[[ DATA SECTION, beginning ]]

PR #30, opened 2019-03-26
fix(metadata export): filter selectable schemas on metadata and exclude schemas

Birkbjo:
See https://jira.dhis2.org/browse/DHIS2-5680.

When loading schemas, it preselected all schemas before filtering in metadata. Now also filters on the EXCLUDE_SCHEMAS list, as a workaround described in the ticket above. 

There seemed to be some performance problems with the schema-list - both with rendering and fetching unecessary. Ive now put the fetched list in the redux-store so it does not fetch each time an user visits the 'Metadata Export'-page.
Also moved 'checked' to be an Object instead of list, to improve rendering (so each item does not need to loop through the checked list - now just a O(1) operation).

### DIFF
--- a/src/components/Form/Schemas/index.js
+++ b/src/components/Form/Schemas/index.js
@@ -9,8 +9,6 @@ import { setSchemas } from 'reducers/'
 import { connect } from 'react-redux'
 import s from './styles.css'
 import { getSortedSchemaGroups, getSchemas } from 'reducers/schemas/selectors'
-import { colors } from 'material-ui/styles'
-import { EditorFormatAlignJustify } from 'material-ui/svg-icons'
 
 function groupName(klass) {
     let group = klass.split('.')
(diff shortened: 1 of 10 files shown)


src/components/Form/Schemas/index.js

[[ DATA SECTION, end ]]
[[ DATA SECTION, beginning ]]

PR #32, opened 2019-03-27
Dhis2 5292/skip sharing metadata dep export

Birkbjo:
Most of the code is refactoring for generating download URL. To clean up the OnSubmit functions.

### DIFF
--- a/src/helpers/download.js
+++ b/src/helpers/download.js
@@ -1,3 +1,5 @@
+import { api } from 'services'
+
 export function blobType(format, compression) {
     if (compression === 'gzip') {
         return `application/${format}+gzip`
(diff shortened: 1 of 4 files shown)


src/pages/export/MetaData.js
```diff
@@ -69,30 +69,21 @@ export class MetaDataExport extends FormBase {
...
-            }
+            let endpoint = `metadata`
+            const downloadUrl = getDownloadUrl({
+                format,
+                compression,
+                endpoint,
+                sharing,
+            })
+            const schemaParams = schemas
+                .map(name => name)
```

[[ DATA SECTION, end ]]
[[ DATA SECTION, beginning ]]

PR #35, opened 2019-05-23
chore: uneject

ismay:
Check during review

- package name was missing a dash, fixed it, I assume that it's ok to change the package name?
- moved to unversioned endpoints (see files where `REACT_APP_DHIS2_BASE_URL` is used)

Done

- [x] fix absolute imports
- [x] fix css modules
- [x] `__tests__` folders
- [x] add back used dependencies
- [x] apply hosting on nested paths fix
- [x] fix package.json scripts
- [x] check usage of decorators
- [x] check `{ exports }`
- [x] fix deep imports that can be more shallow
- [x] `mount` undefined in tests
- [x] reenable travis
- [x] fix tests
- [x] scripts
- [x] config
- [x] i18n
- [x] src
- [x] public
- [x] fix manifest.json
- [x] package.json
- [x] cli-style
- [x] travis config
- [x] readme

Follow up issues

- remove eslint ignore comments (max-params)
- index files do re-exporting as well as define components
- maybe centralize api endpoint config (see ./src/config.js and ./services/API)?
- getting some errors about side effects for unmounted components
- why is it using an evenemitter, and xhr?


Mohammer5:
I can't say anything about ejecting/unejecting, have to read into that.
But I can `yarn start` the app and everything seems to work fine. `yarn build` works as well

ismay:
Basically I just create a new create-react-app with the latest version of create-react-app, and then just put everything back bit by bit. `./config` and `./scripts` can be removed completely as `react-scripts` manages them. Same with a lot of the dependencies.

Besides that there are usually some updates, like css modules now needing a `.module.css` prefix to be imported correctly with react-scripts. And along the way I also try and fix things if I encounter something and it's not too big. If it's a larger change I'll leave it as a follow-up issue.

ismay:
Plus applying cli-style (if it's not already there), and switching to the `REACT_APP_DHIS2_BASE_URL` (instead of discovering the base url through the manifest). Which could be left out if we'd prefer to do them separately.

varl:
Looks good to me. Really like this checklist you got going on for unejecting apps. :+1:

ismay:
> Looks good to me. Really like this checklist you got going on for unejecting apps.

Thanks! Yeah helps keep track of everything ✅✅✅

[[ DATA SECTION, end ]]

WHAT IS REQUIRED:
Go through the records above and return every line that holds the string "sharing".

OUTPUT BELOW:
Dhis2 5292/skip sharing metadata dep export
+                sharing,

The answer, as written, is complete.